"""
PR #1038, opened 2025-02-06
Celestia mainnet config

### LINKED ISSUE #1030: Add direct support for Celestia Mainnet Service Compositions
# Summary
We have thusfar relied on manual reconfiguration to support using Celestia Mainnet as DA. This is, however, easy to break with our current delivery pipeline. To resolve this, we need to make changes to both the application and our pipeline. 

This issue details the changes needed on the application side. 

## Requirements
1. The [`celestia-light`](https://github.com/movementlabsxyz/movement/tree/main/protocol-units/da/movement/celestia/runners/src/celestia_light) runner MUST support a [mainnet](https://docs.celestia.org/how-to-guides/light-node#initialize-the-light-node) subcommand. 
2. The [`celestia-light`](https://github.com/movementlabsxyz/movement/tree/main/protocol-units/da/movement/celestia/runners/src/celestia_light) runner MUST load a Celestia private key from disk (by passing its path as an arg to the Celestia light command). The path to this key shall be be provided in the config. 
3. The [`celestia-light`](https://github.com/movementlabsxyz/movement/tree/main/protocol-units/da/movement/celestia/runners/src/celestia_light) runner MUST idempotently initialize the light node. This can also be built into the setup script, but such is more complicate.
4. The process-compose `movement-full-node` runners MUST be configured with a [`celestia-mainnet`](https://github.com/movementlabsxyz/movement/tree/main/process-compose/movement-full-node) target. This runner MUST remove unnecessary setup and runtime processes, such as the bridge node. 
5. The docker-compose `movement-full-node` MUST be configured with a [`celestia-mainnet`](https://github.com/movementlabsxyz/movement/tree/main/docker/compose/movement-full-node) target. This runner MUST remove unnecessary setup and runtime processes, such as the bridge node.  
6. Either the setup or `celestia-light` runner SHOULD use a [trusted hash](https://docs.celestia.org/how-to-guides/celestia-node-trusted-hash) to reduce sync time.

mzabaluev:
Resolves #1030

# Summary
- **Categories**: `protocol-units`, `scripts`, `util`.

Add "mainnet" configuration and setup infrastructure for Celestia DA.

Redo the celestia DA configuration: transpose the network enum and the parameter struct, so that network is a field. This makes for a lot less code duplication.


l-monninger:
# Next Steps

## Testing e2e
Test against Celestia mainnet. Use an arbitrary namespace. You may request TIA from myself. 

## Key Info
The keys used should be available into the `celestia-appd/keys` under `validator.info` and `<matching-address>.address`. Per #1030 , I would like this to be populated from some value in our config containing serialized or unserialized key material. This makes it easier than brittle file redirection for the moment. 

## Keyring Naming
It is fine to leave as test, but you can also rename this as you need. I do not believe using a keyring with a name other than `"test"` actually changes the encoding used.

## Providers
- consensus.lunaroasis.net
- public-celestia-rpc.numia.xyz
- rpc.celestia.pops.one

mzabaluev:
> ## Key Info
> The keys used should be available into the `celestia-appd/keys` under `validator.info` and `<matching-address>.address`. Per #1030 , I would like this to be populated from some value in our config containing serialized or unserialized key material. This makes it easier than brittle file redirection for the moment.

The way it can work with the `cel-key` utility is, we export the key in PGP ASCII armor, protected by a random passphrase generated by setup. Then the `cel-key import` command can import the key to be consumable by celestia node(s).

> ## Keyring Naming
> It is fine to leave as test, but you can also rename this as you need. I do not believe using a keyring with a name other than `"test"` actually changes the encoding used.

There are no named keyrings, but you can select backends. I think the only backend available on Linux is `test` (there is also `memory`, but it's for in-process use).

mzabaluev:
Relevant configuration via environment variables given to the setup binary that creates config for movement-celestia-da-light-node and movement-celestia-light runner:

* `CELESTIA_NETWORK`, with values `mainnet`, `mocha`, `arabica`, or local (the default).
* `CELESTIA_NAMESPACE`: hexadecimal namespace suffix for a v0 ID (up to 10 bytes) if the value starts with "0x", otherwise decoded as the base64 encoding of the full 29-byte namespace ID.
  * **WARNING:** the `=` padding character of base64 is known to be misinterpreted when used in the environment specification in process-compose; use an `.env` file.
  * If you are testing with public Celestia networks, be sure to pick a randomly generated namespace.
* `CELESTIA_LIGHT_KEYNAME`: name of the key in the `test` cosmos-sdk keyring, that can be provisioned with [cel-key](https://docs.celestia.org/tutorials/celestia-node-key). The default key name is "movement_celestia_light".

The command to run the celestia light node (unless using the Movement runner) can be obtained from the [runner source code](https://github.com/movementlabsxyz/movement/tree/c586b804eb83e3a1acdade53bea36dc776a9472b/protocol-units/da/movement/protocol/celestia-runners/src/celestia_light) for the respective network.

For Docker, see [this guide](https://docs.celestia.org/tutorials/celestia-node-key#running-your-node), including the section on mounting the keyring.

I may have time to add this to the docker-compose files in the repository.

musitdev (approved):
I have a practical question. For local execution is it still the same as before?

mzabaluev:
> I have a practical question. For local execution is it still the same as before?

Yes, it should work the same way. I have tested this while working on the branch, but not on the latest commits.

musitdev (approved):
"""
"""
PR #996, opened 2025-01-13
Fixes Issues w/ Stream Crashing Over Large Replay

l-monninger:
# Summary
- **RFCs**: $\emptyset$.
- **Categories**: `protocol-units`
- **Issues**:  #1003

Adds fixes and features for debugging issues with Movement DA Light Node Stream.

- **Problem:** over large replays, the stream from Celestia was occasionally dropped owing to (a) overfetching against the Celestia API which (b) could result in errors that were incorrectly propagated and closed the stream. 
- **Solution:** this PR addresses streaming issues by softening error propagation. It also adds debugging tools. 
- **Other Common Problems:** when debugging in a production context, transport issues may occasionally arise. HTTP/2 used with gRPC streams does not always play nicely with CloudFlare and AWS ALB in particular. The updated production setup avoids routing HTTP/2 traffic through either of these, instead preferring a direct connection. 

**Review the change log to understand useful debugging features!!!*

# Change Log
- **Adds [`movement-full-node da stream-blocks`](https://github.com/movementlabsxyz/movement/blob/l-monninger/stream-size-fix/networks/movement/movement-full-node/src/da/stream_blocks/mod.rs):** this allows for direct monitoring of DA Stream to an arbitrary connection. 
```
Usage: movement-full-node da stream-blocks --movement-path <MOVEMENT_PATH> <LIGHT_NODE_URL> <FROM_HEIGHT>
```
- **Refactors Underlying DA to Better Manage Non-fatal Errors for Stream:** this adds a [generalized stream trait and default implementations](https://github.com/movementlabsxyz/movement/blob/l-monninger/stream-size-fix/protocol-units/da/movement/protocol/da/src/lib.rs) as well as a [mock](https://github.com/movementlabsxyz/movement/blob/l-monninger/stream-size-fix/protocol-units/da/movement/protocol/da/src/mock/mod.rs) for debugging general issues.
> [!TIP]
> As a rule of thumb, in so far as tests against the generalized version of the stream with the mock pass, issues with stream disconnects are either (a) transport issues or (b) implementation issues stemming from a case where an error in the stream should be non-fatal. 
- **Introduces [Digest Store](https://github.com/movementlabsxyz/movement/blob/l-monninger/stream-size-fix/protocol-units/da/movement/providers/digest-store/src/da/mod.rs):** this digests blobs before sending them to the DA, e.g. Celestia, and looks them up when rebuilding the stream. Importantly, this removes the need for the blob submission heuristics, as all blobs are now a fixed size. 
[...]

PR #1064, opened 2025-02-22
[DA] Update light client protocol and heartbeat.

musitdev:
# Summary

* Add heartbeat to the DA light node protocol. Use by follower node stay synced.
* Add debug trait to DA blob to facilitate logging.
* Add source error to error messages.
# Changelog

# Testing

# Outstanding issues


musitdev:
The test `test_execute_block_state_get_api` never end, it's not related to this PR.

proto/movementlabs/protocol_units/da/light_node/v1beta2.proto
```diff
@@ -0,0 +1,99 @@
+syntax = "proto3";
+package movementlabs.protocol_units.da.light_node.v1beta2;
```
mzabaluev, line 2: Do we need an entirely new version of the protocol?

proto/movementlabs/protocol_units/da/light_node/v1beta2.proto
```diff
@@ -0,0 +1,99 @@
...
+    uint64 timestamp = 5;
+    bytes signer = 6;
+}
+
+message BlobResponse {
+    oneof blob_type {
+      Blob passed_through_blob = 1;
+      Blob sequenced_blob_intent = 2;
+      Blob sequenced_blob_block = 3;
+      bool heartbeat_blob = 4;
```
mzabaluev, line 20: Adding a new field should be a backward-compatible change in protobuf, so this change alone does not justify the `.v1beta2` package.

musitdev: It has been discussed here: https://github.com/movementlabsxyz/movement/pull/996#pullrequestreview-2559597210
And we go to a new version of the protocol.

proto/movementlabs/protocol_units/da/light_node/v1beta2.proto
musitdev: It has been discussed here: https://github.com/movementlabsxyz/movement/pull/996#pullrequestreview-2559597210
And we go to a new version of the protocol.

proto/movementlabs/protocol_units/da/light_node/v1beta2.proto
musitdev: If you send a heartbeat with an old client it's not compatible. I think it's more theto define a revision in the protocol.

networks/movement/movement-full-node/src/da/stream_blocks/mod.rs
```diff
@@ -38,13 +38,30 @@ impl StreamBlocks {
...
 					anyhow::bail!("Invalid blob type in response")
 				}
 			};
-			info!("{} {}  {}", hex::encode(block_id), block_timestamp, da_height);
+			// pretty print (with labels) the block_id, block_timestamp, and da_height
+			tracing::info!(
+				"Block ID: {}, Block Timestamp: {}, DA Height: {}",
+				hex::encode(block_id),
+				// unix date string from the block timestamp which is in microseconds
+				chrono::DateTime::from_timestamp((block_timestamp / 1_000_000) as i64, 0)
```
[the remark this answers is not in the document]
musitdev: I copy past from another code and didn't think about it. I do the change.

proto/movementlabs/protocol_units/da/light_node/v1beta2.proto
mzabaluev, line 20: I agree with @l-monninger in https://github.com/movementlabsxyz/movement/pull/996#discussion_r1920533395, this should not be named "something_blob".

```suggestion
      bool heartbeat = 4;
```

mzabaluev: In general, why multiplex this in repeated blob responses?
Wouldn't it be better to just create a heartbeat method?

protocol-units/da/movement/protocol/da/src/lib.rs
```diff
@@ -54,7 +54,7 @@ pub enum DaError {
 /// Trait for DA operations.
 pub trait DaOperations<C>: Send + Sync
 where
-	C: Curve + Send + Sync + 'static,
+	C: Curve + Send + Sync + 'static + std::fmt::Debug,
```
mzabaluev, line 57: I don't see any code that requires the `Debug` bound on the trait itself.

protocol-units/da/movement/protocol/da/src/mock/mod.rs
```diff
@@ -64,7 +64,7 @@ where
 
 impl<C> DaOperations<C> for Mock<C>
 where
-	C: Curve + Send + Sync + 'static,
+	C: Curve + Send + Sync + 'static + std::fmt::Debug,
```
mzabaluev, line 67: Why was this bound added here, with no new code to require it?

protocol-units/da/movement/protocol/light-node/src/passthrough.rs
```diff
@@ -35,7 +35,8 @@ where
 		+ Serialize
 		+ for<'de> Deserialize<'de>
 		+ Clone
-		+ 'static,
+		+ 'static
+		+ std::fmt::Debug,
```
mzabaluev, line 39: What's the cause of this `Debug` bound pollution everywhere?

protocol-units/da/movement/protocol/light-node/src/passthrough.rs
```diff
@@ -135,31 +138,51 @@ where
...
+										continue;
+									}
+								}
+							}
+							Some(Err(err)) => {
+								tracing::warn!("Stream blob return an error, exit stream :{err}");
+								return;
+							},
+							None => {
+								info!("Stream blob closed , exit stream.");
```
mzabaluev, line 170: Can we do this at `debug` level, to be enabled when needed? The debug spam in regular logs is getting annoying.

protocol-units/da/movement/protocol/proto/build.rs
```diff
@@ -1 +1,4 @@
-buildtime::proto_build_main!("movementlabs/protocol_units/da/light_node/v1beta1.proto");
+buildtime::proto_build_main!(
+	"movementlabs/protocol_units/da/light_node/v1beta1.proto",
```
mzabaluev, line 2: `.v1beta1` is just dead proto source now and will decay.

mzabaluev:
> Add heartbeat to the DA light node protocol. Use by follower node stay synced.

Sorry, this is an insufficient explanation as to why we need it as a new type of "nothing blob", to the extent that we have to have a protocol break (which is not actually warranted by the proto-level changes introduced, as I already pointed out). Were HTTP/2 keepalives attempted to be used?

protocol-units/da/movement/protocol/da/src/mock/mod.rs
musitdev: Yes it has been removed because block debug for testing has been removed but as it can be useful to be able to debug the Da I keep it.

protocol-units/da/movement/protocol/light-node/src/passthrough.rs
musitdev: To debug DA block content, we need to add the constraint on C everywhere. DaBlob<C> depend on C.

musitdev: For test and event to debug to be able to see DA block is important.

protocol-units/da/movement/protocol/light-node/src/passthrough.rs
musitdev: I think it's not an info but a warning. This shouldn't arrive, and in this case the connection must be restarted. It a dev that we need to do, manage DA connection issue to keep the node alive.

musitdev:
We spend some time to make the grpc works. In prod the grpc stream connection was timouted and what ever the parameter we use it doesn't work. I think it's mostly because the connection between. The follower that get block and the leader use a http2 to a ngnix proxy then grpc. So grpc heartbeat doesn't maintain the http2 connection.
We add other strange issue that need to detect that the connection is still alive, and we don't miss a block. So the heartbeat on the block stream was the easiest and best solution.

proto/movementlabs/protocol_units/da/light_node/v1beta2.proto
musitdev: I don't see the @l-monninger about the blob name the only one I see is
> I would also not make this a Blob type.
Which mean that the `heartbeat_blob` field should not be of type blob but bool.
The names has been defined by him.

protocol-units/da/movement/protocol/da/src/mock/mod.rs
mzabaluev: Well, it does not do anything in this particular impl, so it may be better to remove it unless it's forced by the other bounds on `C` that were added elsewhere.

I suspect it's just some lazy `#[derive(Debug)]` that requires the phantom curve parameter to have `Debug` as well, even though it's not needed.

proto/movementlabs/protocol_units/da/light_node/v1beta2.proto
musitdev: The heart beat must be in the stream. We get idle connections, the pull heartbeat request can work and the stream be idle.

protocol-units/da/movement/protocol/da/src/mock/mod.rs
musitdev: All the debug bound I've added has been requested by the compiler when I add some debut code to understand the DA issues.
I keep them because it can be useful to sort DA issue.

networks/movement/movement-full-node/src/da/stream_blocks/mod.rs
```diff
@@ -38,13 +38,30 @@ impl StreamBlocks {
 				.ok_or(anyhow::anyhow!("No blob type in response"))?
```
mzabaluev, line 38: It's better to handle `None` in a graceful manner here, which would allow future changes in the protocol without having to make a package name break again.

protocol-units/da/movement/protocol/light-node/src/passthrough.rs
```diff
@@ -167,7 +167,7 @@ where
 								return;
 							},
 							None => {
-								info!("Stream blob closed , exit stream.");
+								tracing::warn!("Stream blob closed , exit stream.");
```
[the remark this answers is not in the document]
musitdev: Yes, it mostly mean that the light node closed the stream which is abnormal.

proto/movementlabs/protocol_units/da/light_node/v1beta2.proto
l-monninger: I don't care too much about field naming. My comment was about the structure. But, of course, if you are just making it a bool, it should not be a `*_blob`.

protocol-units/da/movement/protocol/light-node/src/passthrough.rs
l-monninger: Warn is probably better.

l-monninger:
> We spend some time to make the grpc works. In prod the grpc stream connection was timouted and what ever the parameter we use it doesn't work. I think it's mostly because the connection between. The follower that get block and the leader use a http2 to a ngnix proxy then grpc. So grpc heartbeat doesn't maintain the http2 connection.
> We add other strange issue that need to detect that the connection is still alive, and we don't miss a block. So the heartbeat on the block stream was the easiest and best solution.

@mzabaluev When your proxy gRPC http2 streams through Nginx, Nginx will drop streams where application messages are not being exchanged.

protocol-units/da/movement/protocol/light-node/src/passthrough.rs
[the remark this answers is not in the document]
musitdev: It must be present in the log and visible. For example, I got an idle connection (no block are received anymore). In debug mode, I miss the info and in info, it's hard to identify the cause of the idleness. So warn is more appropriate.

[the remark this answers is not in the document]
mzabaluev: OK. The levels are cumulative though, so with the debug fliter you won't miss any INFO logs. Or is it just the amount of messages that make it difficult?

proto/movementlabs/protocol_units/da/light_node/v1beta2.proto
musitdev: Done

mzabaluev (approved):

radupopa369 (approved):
"""
"""
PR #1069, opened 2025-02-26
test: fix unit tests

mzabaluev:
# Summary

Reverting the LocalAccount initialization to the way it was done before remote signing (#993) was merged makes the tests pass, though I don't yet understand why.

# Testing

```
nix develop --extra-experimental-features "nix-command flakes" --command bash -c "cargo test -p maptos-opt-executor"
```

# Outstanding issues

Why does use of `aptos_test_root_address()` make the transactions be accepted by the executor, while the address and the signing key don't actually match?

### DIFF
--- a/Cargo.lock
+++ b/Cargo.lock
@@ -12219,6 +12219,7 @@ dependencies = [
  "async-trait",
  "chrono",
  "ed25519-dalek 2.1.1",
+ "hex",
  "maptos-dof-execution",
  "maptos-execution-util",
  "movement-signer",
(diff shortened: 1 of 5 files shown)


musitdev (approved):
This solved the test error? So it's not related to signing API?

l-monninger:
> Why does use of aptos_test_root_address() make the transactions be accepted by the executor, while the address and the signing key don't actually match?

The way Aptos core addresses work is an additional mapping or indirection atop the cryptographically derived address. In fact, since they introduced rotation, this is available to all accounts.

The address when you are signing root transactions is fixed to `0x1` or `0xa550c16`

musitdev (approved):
"""
* [ACTIVITY] Copy back the listing above exactly, but only from the line with "PR #1038, opened 2025-02-06" through the line with "We have thusfar", both ends included.

* [RESULT OF THIS TASK]
PR #1038, opened 2025-02-06
Celestia mainnet config

### LINKED ISSUE #1030: Add direct support for Celestia Mainnet Service Compositions
# Summary
We have thusfar relied on manual reconfiguration to support using Celestia Mainnet as DA. This is, however, easy to break with our current delivery pipeline. To resolve this, we need to make changes to both the application and our pipeline. 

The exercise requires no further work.